Just Say No. DARE to Keep Kids Off Drugs. If these black-and-white, fear-based programs had been successful, we would have seen more of a shift in illicit drug use by teens. Rather, in the past 20 years, the percentage of 12th graders who say they've used an illicit drug in the last month has continued to hover between 20 and 25 percent.

One thing that has changed is the perceived risk associated with marijuana. According to the National Institute on Drug Abuse, close to two-thirds (64 percent) of high school seniors don't see any harm in regular marijuana use. Twenty years ago, just 35 percent held that view.

While moderate cannabis consumption is generally safe for adults, many studies show it's not great for still-developing young brains. But how can teachers and parents convey the risks associated with youth marijuana use even as its use by adults becomes legal, and therefore more commonplace?

One Mountain View High alumna is embracing that challenge head on.

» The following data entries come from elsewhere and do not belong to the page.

PR #7081, opened 2020-10-02
[API] Changing Candidate Visit view to allow v0.0.2

### LINKED ISSUE #6058: [API] Can not access visit through v0.0.2 of API
When attempting to access the URL http://localhost:8000/api/v0.0.2/candidates/965327/V06 on my sandbox I get an error "Unsupported Version".

The URL  http://localhost:8000/api/v0.0.3-dev/candidates/965327/V06 works properly.

However, the documentation for v0.0.2 says that the endpoint should be available in version 2 of the API, so both the released and development version of the API should be equivalent.

spell00:
## Brief summary of changes

Change to the Candidate Visit endpoint to allow the methods for version 0.0.2 of the API, which did not have projects.

#### Testing instructions

1. Go to <HOST>/api/v0.0.3/candidates/300001/V1

2. Go to <HOST>/api/v0.0.2/candidates/300001/V1. The page should display the same information, except `v0.0.2` should not contain the field `Project`

#### Link to the related issue

* Resolves #6058

### DIFF
--- a/modules/api/php/endpoints/candidate/visit/visit.class.inc
+++ b/modules/api/php/endpoints/candidate/visit/visit.class.inc
@@ -75,8 +75,10 @@ class Visit extends Endpoint implements \LORIS\Middleware\ETagCalculator
      */
     protected function supportedVersions() : array
     {
-        // Removed 0.0.2 since session requires a project.
-        return ['v0.0.3'];
+        return [
+            'v0.0.2',
+            'v0.0.3'
+        ];
     }
 
     /**
@@ -117,6 +119,7 @@ class Visit extends Endpoint implements \LORIS\Middleware\ETagCalculator
         $subendpoint = array_shift($pathparts);
         switch($subendpoint) {
         case 'instruments':
+            $version = $request->getAttribute('LORIS-API-Version');
             $handler = new Instruments($this->_visit);
             break;
         case 'images':
--- a/modules/api/php/endpoints/candidate/visit/visit.class.inc
+++ b/modules/api/php/endpoints/candidate/visit/visit.class.inc
@@ -91,10 +91,11 @@ class Visit extends Endpoint implements \LORIS\Middleware\ETagCalculator
     public function handle(ServerRequestInterface $request) : ResponseInterface
     {
         $pathparts = $request->getAttribute('pathparts');
+        $version   = $request->getAttribute('LORIS-API-Version');
         if (count($pathparts) === 0) {
             switch ($request->getMethod()) {
             case 'GET':
-                return $this->_handleGET();
+                return $this->_handleGET($version);
 
             case 'PUT':
                 return $this->_handlePUT($request);
@@ -119,8 +120,7 @@ class Visit extends Endpoint implements \LORIS\Middleware\ETagCalculator
         $subendpoint = array_shift($pathparts);
         switch($subendpoint) {
         case 'instruments':
-            $version = $request->getAttribute('LORIS-API-Version');
-            $handler = new Instruments($this->_visit, $version);
+            $handler = new Instruments($this->_visit);
             break;
         case 'images':
             $handler = new Images($this->_visit);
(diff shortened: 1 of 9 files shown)


modules/api/php/endpoints/candidate/visit/visit.class.inc
```diff
@@ -89,10 +91,11 @@ class Visit extends Endpoint implements \LORIS\Middleware\ETagCalculator
     public function handle(ServerRequestInterface $request) : ResponseInterface
     {
         $pathparts = $request->getAttribute('pathparts');
+        $version   = $request->getAttribute('LORIS-API-Version');
```
xlecours, line 94: I would prefer to have it done inside handleGET so that both handleGET and handlePUT have a similar signature.

modules/api/php/endpoints/candidate/visit/visit.class.inc
```diff
@@ -89,10 +91,11 @@ class Visit extends Endpoint implements \LORIS\Middleware\ETagCalculator
...
         if (count($pathparts) === 0) {
             switch ($request->getMethod()) {
             case 'GET':
-                return $this->_handleGET();
+                return $this->_handleGET($version);
```
xlecours, line 98:
```suggestion
                return $this->_handleGET($request);
```

modules/api/php/endpoints/candidate/visit/visit.class.inc
```diff
@@ -147,16 +150,18 @@ class Visit extends Endpoint implements \LORIS\Middleware\ETagCalculator
...
-    private function _handleGET(): ResponseInterface
+    private function _handleGET(string $version): ResponseInterface
     {
         if ($this->_visit === null) {
             return new \LORIS\Http\Response\JSON\NotFound('Visit not found');
         }
 
         return new \LORIS\Http\Response\JsonResponse(
-            (new \LORIS\api\Views\Visit($this->_visit))
+            (new \LORIS\api\Views\Visit($this->_visit, $version))
```
xlecours, line 164: This seems to be a good use case for polymorphism. 
I think `\LORIS\api\Views\Visit_0_0_2` would do the trick.

xlecours (changes requested):
Here is some feedback.
Also, will handlePUT be able to handle v0.0.2 requests?

modules/api/php/endpoints/candidate/visit/visit.class.inc
spell00: I'm not sure of what you are suggesting, you mean we could create a new Class `\LORIS\api\Views\Visit` that would take `$version` as a parameter? If it is polymorphism, shouldn't it also be called `\LORIS\api\Views\Visit` instead of `\LORIS\api\Views\Visit_0_0_2`? Plus I think this solution (with the modifications of `modules/api/php/views/visit.class.inc` works, is there a reason why creating a new polymorphic class would be better than modifying the current `\LORIS\api\Views\Visit` class?

xlecours: > you mean we could create a new Class \LORIS\api\Views\Visit that would take $version as a parameter?  
 
No, I mean that depending on `$version` value, the JsonResponse would take a `\LORIS\api\Views\Visit` or a `\LORIS\api\Views\Visit_0_0_2` object as a parameter. 
With PHP, we can't have 2 classes with the same name in the same namespace. 
There are many ways we could solve that. Factory pattern seems overkill here so just having  `switch` on the version should be enough.

> is there a reason why creating a new polymorphic class would be better than modifying the current \LORIS\api\Views\Visit class?

Modifying the existing Visit class adds to the number of things that class needs to handle.

spell00: OK, I think I understand the advantage of doing it the way you are suggesting.

I thought it was unnecessary and redundant to create a whole new class that is almost identical except for a small difference. 

However, if I understand correctly, when the versions will start accumulating, adding parameters and exceptions to a single class to deal with all the different versions is likely to become more cumbersome and convoluted (in this case by adding the element `Project` when it's not v0.0.2).

xlecours: This is exacly what I am foreseeing.
Since this seems to be the first of probably many divergence in supported versions, maybe @driusan can add his 2 cents?

spell00:
@xlecours if this GET request was invalid in v0.0.2 because there was no `Project` field, would that also be true for every endpoint that required the field `Project`? For example, should I create a `modules/api/php/views/candidate_0_0_2.class.inc` and do exactly like for the Visits? The endpoint `/api/{version}/projects` allows `v0.0.2`, but shouldn't it be unavailable if there was no `Projects`?

xlecours:
> @xlecours if this GET request was invalid in v0.0.2 because there was no `Project` field, would that also be true for every endpoint that required the field `Project`? For example, should I create a `modules/api/php/views/candidate_0_0_2.class.inc` and do exactly like for the Visits? The endpoint `/api/{version}/projects` allows `v0.0.2`, but shouldn't it be unavailable if there was no `Projects`?
> 
> I already implemented the change, but maybe I didn't understand why the field `Project` had to be removed in `v0.0.2` in the Candidate Visits?

Let's ask @driusan 
I think v0.0.2 should not be supported anymore.

spell00:
I'm closing this PR, v0.0.2 will no longer be supported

Caitlin Sinatra, a recent graduate of University of Oregon, wants to write simple, straightforward books aimed at guiding people through difficult conversations. In "Let's Talk About Marijuana," she uses conversations between a teen named Mary Jane and her mother to walk families through an open-ended conversation about avoiding and responding to marijuana-related risks.

In every scenario—from differentiating medical use from recreational use and abuse to finding a way home when your ride is too intoxicated to drive—the book models open, non-judgmental dialogue.

For Sinatra, it's a conversation rooted in reality. Though she was first exposed to marijuana while home alone with friends at age 15, her father used marijuana medically while fighting cancer. Her goal, she says, is to promote the message that marijuana is for adults to use in a safe, responsible way.

"This children's book is designed to help adults and youth initiate 'the talk' about marijuana in an open-ended and honest manner to ultimately prevent adolescent substance abuse and use," Sinatra explains.